■ TRY IT:
Look through the listing below and report every line that contains "namespaces".

■ PROVIDED RECORDS:

PR #3613, opened 2026-09-11
feat: config property to set watched namespaces

csviri:
Adds `josdk.controller.<name>.namespaces` to ConfigLoader, which was
previously the only way of configuring watched namespaces that was not
available from an external configuration source.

■ RESULT:
feat: config property to set watched namespaces
Adds `josdk.controller.<name>.namespaces` to ConfigLoader, which was
previously the only way of configuring watched namespaces that was not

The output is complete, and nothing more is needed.